This guide will go over the process to create a REST API at the highest level of mastery. It is worth noting that while a REST API can work over any data exchange protocol (not just HTTP), and with any data serialization format (not just JSON), these are still the most common ways to implement REST. We will use the Richardson Maturity Model as a primary gauge of our success, although we will address patterns and design issues not considered there.
- General goals of REST
- HTTP protocol
- JSON
Before we start the API, it is useful to know the model of the data we will be working with. For this we will use an entity-relationship like diagram to describe, well, the types of entities and their relationships.
*zero or morenexactly n+one or more?zero or one
For this guide we will describe a pet store. The pet store API will have pets, people, appointments and doctors. Our data model will be as follows:
Some examples of serialized models would be: a pet:
{
"name": "fido",
"type": "dog",
"id": 5
}a person:
{
"name": "John Doe",
"phone": "619-867-5309",
"id": 2
}etc.
You get the idea
To reach a level 1 REST API, we need to establish distinct resources. To do this we have two types of resources, collections and elements. Each resource has a location described by a URI path.
Collections are, intuitively, collections of elements. Typical paths for a collection might look like /users, /items, or /cities. Collections are named in the plural (items instead of item).
Elements are almost always a member of a collection. Elements can be represented as a map, or a list. Most commonly, an element is implemented as a map from a key to an element. Typical paths for elements might look like /users/jim, /items/myBox, or /cities/SanFrancisco.
It is also possible to combine collections and elements several levels deep. For example: /cities/SanFrancisco/restaurants/goldenBoy.
With this in mind, our pet store API will have the following resource paths:
/pets
/pets/{id}
/appointments
/appointments/{id}
/people
/people/{id}
/doctors
/doctors/{id}
Our elements here are identified by system generated ids (likely a nonce), however this does not always need to be the case. Any unique immutable property can be used. For example, in a user system where users have unique usernames and usernames cannot be changed, /users/jdoe123 would be a good way to identify a user element.

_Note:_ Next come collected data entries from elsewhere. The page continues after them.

Issue #1891, opened 2019-09-23
Finish PHP extenders


franzliedke:
Since [introducing the extender API in beta.8](https://github.com/flarum/core/issues/851), a bit of time has passed and we still need to add extenders for the following use-cases.

This list should cover what we need to implement all official, bundled extensions' backends only using existing extenders.

## Remaining Post-Beta 15 Steps:

- [x] Finish up and merge Search extenders
- [x] Review and merge user password checker extenders
- [x] Look over extender naming (perhaps mutate => attributes for ApiSerializer?)
- [x] Add a 4th argument default value to Setting extender
- [x] Add a beforeSending callback method to Notification extender
- [x] Figure out what to do with GetModelIsPrivate
- [x] Add `subscribe` to event extender, but register subscribers only after application is fully booted to avoid early resolution.

## Extenders To Replace Events

At this stage, our goal is to replace the current event-based extension system for non-domain events, not to introduce new extensibility functionality (except where we can break current ambiguous events into more granular, use-driven extenders).

- [x] **Extend\ApiSchema**  (#1624)
  - [x] Api\Event\Serializing
  - [x] Api\Event\WillGetData
  - [x] Api\Event\WillSerializeData
  - [x] Event\GetApiRelationship

- [x] **Extend\Console**
  - [x] Console\Event\Configuring

- [x] **Extend\Formatter** (#2098) @askvortsov1 
  - [x] Formatter\Event\Configuring
  - [x] Formatter\Event\Parsing
  - [x] Formatter\Event\Rendering

- [x] **Extend\Floodgate** (#2170) @askvortsov1 
  - [x] Post\Event\CheckingForFlooding

- [x] **Extend\User**
  - [x] User\Event\GetDisplayName
  - [x] Event\ConfigureUserPreferences (#2005)
  - [x] User\Event\CheckingPassword (#2176) @askvortsov1 
  - [x] User\Event\PrepareUserGroups

- [x] **Extend\Policy**
  - [x] User\Event\GetPermission (#2056) @askvortsov1 
  - [x] User\Event\ScopeModelVisibility @askvortsov1 

- [x] **Extend\Search** (#2104) @askvortsov1 
  - [x] Event\AbstractConfigureGambits
  - [x] Event\ConfigureDiscussionGambits
  - [x] Event\ConfigureUserGambits
  - [x] Discussion\Event\Searching
  - [x] User\Event\Searching
  - [x] Event\ConfigurePostsQuery

- [x] **Extend\Routes**
[...]

PR #2009, opened 2020-02-19
Add CSRF exempt route support to middleware extender

### LINKED ISSUE #1941: Allow extensions to register their own CSRF ignored paths
## Feature Request

As discussed in https://github.com/flarum/core/pull/1925 it is sometimes needed to bypass the CSRF check on a specific route, due to some external limitations.

We are using a sign-on service provider with php saml, which returns to our site with a POST request containing metadata used to verify the user. Therefore we need our extension to be able to register a route to be ignored by CSRF check.

Another option we looked at is trying to add a middleware that sets the bypass CSRF value, but it seems middleware cannot be registered in a specific order from an extension and therefore cannot run before the CSRF check.

askvortsov1:
**Fixes #1941, #1905 **

Part of #1891 

- Add an addCsrfExemptRoute method to the Middleware extender
- Improve Middleware processing system to support this

As per https://github.com/flarum/core/issues/1941#issuecomment-586217862, CSRF exemption is likely to be one of the most common use cases of the middleware extender. As such, considering that there isn't a lot of complexity, it might be easier to implement on our end instead of forcing everyone to override the CheckCsrfToken middleware.

TODO:
- Add integration tests for this (will be done after @flarum/core decides which extender this should be a part of).

1. Should this be a separate extender? I thought that since it affects middleware, and we already have lots of extenders planned, it would be best to have it as a part of the middleware extender
2. Is the mechanism for providing the exempt paths to the CheckCsrfToken middleware the best approach possible? I modeled this largely off of the Routes extender
3. Code style?
4. Is the mechanism for matching paths to exempt routes what we want? (currently done via wildcards).

**Confirmed**
- [x] Backend manual testing

### DIFF
--- a/src/Admin/AdminServiceProvider.php
+++ b/src/Admin/AdminServiceProvider.php
@@ -53,7 +53,7 @@ class AdminServiceProvider extends AbstractServiceProvider
             return [];
         });
 
-        $this->$app->singleton('flarum.admin.middleware.csrf', function () {
+        $this->app->singleton('flarum.admin.middleware.csrf', function () {
             return new HttpMiddleware\CheckCsrfToken($this->app->make('flarum.admin.csrfExemptRoutes'));
         });
 
--- a/src/Admin/AdminServiceProvider.php
+++ b/src/Admin/AdminServiceProvider.php
@@ -53,7 +53,7 @@ class AdminServiceProvider extends AbstractServiceProvider
             return [];
         });
 
-        $app->bind('flarum.admin.middleware.csrf', function ($app) {
+        $this->$app->singleton('flarum.admin.middleware.csrf', function ($app) {
             return new HttpMiddleware\CheckCsrfToken($this->app->make('flarum.admin.csrfExemptRoutes'));
         });
 
--- a/src/Admin/AdminServiceProvider.php
+++ b/src/Admin/AdminServiceProvider.php
@@ -53,7 +53,7 @@ class AdminServiceProvider extends AbstractServiceProvider
             return [];
         });
 
-        $this->$app->singleton('flarum.admin.middleware.csrf', function ($app) {
+        $this->$app->singleton('flarum.admin.middleware.csrf', function () {
             return new HttpMiddleware\CheckCsrfToken($this->app->make('flarum.admin.csrfExemptRoutes'));
         });
 
--- a/src/Admin/AdminServiceProvider.php
+++ b/src/Admin/AdminServiceProvider.php
@@ -48,6 +48,11 @@ class AdminServiceProvider extends AbstractServiceProvider
             return $routes;
         });
 
+        $this->app->singleton('flarum.admin.csrfExemptRoutes', function () {
+            // No exempt routes by default
+            return [];
+        });
+
         $this->app->singleton('flarum.admin.middleware', function () {
             return [
                 HttpMiddleware\ParseJsonBody::class,
@@ -71,7 +76,11 @@ class AdminServiceProvider extends AbstractServiceProvider
             ));
 
             foreach ($this->app->make('flarum.admin.middleware') as $middleware) {
-                $pipe->pipe($this->app->make($middleware));
+                if ($middleware == HttpMiddleware\CheckCsrfToken::class) {
+                    $pipe->pipe(new HttpMiddleware\CheckCsrfToken($this->app->make('flarum.admin.csrfExemptRoutes')));
+                } else {
+                    $pipe->pipe($this->app->make($middleware));
+                }
             }
 
             $pipe->pipe(new HttpMiddleware\DispatchRoute($this->app->make('flarum.admin.routes')));
--- a/src/Admin/AdminServiceProvider.php
+++ b/src/Admin/AdminServiceProvider.php
@@ -53,13 +53,17 @@ class AdminServiceProvider extends AbstractServiceProvider
             return [];
         });
 
+        $app->bind('flarum.admin.middleware.csrf', function ($app) {
+            return new HttpMiddleware\CheckCsrfToken($this->app->make('flarum.admin.csrfExemptRoutes'));
+        });
+
         $this->app->singleton('flarum.admin.middleware', function () {
             return [
                 HttpMiddleware\ParseJsonBody::class,
                 HttpMiddleware\StartSession::class,
                 HttpMiddleware\RememberFromCookie::class,
                 HttpMiddleware\AuthenticateWithSession::class,
-                HttpMiddleware\CheckCsrfToken::class,
+                'flarum.admin.middleware.csrf',
                 HttpMiddleware\SetLocale::class,
                 Middleware\RequireAdministrateAbility::class,
             ];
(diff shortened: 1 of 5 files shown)


src/Extend/Middleware.php
```diff
@@ -97,5 +105,9 @@ public function extend(Container $container, Extension $extension = null)
 
             return $existingMiddleware;
         });
+
+        $container->extend("flarum.{$this->frontend}.csrfExemptRoutes", function ($existingExemptRoutes) {
+            return $existingExemptRoutes + $this->csrfExemptRoutes;
```
tankerkiller125: The other additions to arrays happen via a `[]` method, I feel like we should keep that consistent across the extender/code unless there is a specific reason that you've chosen to use a `+` here.

```suggestion
            return $existingExemptRoutes[] = $this->csrfExemptRoutes;
```

tankerkiller125: After further discussion on discord I realized that there was no foreach loop here, And based on that and some testing I believe that using `array_merge` would be the ideal way of doing this (best performance)

datitisev:
I don't know if we want to have middleware-specific code in the service providers - that seems like a bad idea (not to mention repetition of code and complicating the handler code).

I feel like it'd be better to retrieve the exempt routes when actually running it (or earlier) in the CsrfMiddleware class itself - not sure how to do this as I don't think you can access the `frontend` but that's another thing.

Hopefully, this makes sense and I'm not spewing out nonsense - feel free to expand on this or contradict me.

src/Extend/Middleware.php
askvortsov1: Will do, thanks! Only thing is your change has ExemptRules, whereas should be exemptRoutes. I'll address this in a separate commit though

askvortsov1:
> I don't know if we want to have middleware-specific code in the service providers - that seems like a bad idea (not to mention repetition of code and complicating the handler code).
> 
> I feel like it'd be better to retrieve the exempt routes when actually running it (or earlier) in the CsrfMiddleware class itself - not sure how to do this as I don't think you can access the `frontend` but that's another thing.
> 
> Hopefully, this makes sense and I'm not spewing out nonsense - feel free to expand on this and/or contradict me.

To be honest, I agree that having the csrf exempt routes in the service provider isn't 100% ideal, repetition wise: I modeled this off of route registration. The only question is, where else to store it so that middleware can access it, as middleware (as well as the middleware extender) works within the scope of a service provider. Another requirement is that multiple middleware modifying this should not break the system. This is the best solution I've found so far, but if you have suggestions for better ways, I'm completely open.

src/Extend/Middleware.php
askvortsov1: Fixed in 15c08f6

datitisev:
@askvortsov1 I don't have a better working suggestion, just wanted to voice my thoughts on it in case someone did. Otherwise we can keep it this way.

tankerkiller125:
@datitisev This was the best method we were able to come up with in a discussion on discord. I'm sure someone somewhere will come up with a better method at some point but I think right now this one makes the most sense.

src/Http/Middleware/CheckCsrfToken.php
```diff
@@ -17,8 +17,22 @@
...
+    public function __construct(array $exemptRoutes)
+    {
+        $this->exemptRoutes = $exemptRoutes;
+    }
+
     public function process(Request $request, Handler $handler): Response
     {
+        foreach ($this->exemptRoutes as $exemptRoute) {
+            $path = $request->getUri()->getPath() ?: '/';
+            if (fnmatch($exemptRoute, $path) or fnmatch($exemptRoute, (string) $request->getUri())) {
```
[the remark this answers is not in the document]
askvortsov1: yay!

src/Admin/AdminServiceProvider.php
```diff
@@ -72,7 +77,11 @@ public function register()
             ));
 
             foreach ($this->app->make('flarum.admin.middleware') as $middleware) {
-                $pipe->pipe($this->app->make($middleware));
+                if ($middleware == HttpMiddleware\CheckCsrfToken::class) {
+                    $pipe->pipe(new HttpMiddleware\CheckCsrfToken($this->app->make('flarum.admin.csrfExemptRoutes')));
+                } else {
+                    $pipe->pipe($this->app->make($middleware));
+                }
```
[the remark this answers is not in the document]
askvortsov1: Done, that's a lot better! Thanks!

askvortsov1:
> I don't see how this fixes #1905, to be honest. First, because that route is not whitelisted, and second, because of what @clarkwinkelmann outlined in [#1925 (comment)](https://github.com/flarum/core/pull/1925#issuecomment-555646206).

I modified it to be whitelisted. And as to whether we need this, I believe that we absolutely do. 

> Yes, please. From my perspective, the relation to middleware is an implementation detail and not necessarily obvious to the person interested in whitelisting their routes.

I don't think there's a consensus on this. Personally (and I believe @luceos and @tankerkiller125 agree with me), I think that Middleware is a good place for several reasons:

1. We already have A LOT of extenders planned. Combining and narrowing them down will be more intuitive for users imo.
2. The entire process of processing and dispatching requests is done through the middleware pipe. 3. Additionally, CSRF itself is done through the middleware pipe.

I think this is the best place for it, although we could argue for having it in the Routes extender as well. Regardless, I think that putting it in its own extender adds clutter for not a lot of functionality.

> > Is the mechanism for matching paths to exempt routes what we want? (currently done via wildcards).

To be honest, I don't really see any negatives. CSRF can already be disabled via the middleware extender, so it's not like we're adding a security exemption that users wouldn't have anyway.

askvortsov1:
Another thing I just thought of: the changes @franzliedke recommended, made in 7411d46479accdc7a00ed68f5c6ed25952aaa40f, break the ability to replace / addbefore / addafter / remove / etc the csrf middleware. Not sure how we want to handle that...

franzliedke:
> Another thing I just thought of: the changes @franzliedke recommended, made in 7411d46, break the ability to replace / addbefore / addafter / remove / etc the csrf middleware. Not sure how we want to handle that...

No, it's just another name for the binding. We usually use the class name (when it can be instantiated automatically), but a different string identifier - like in that example - is fine, too.

franzliedke:
> I don't think there's a consensus on this. Personally (and I believe @luceos and @tankerkiller125 agree with me), I think that Middleware is a good place for several reasons:

VETO! :wink: 

> 1. We already have A LOT of extenders planned. Combining and narrowing them down will be more intuitive for users imo.

I don't see a practical difference between calling multiple methods on one extender or calling some methods on multiple extenders. We will have many extenders in any case, and that's totally fine.

> 2. The entire process of processing and dispatching requests is done through the middleware pipe.
> 3. Additionally, CSRF itself is done through the middleware pipe.

That was my point: it's an implementation detail. The entire concept of middleware is and should be completely irrelevant to somebody who just has the use case "I don't want this route to be CSRF-protected". This is inline with the idea behind extenders: hide as many implementation details as possible so that a) users don't have to know them and b) we can change them easily without breaking compatibility.

> I think that having this in the Routes extender would be good as well. Regardless, I think that putting it in its own extender adds clutter for not a lot of functionality.

Having a `Csrf` extender may serve as inspiration for things we could add to that extender in the future. Classes tend to attract behavior, and as long as they're small, I like that. :wink:

askvortsov1:
Alright, I'll refactor this, thanks for the review! I'll probably end up making a new HttpServiceProvider to centralize the bindings then. Additionally, what are your thoughts on making the array of Middlewares associative to prevent issues like the one I described above (where any kind of removal, replacement, insertabove, etc is essentially impossible with the changes you proposed and implemented)

askvortsov1:
Closing in favor of https://github.com/flarum/core/pull/2095

PR #2010, opened 2020-02-19
Remove Zend compatability bridge (Beta 13)

### LINKED ISSUE #1964: Remove Backwards compatibility layer for Zend/Laminas
After https://github.com/flarum/core/pull/1963 Flarum will start using the Laminas namespace in beta.12 instead of Zend, as a temp solution to backwards compatibility the zend-bridge was [added to composer](https://github.com/flarum/core/blob/master/composer.json#L52). This bridge should be removed in beta.13 as beta.12 deprecates the Zend namespace.

askvortsov1:
**Fixes #1964**

Trivial commit to remove zend-laminas compatability bridge for beta 13

I don't think this has any unintended consequences?

**Confirmed**

### DIFF
--- a/composer.json
+++ b/composer.json
@@ -49,7 +49,6 @@
         "laminas/laminas-diactoros": "^1.8.4",
         "laminas/laminas-httphandlerrunner": "^1.0",
         "laminas/laminas-stratigility": "^3.0",
-        "laminas/laminas-zendframework-bridge": "^1.0",
         "league/flysystem": "^1.0.11",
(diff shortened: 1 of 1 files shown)


tankerkiller125:
There will be no unintended consequences of doing this in beta.13, beta.12 is being used a transition period for extension developers to switch to Laminas. If they haven't done it by beta.13 that's not going to be our issue. The Flarum core and official extensions are already switched over to Laminas in beta.12

PR #2014, opened 2020-02-20
Drop support for PHP 7.1

### LINKED ISSUE #1988: Require PHP 7.2+
Let's give everyone a two months heads-up, and then dump PHP 7.1 (does not even receive security fixes anymore) for beta.13.

Related:
- https://github.com/wikimedia/less.php/pull/17#issuecomment-580886403
- This would enable further Laravel upgrades. Any LTS we can fix our eyes on?

askvortsov1:
**Fixes #1988 **

- Drop support for PHP 7.1
- Use v1 of wikimedia/less (more up to date)

- Wikimedia less is planning to release v3.0.0 shortly (https://github.com/wikimedia/less.php/pull/26) to clear up their versioning. I think we shouldn't merge till then, and update our composer.json when they do.
- ~~In https://github.com/flarum/core/issues/1988#issuecomment-583945173, Matt suggested upgrading Laravel to 6.x. When I tried doing this, our automated tests would fail when ran in github actions (although not on my local machine). Do we want to look into this update and compatibility with our setup? If so, here, or in a second PR?~~

### DIFF
--- a/.github/workflows/test.yml
+++ b/.github/workflows/test.yml
@@ -8,7 +8,7 @@ jobs:
 
     strategy:
       matrix:
-        php: [7.1, 7.2, 7.3, 7.4]
+        php: [7.2, 7.3, 7.4]
         service: ['mysql:5.7', mariadb]
         prefix: ['', flarum_]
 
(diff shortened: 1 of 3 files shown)


datitisev:
No to Laravel v6 - that will be a separate PR, most likely created by a core member as it requires changes to Flarum's internals.

askvortsov1:
> I'd prefer not to delay this by waiting for the LESS library - can you remove the change to that library so that we can merge this now?

Done!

To bring our API to the next level, we need to be able to manipulate the resources we have created. Typically most resource manipulation is done to the elements.
When we want to create an element, we use the HTTP POST method on a collection, passing a serialized representation of the element we want to create in the body. For example, the request for creation of a pet in our API would look like this:
POST /pets http/1.1
{"name":"fido","type": "dog"}
and the response would look like this:
HTTP/1.1 201 Created
Location: /pets/5
Note that there was no id in the request object even though id is a field of a pet element. Sometimes fields are created by the server rather than the client. These fields do not need to be, and should not be sent in the creation or update of an object and a server should ignore or reject them if they are present.
Reading resources is one of the easiest operations. Both collections and elements can be read with the GET method.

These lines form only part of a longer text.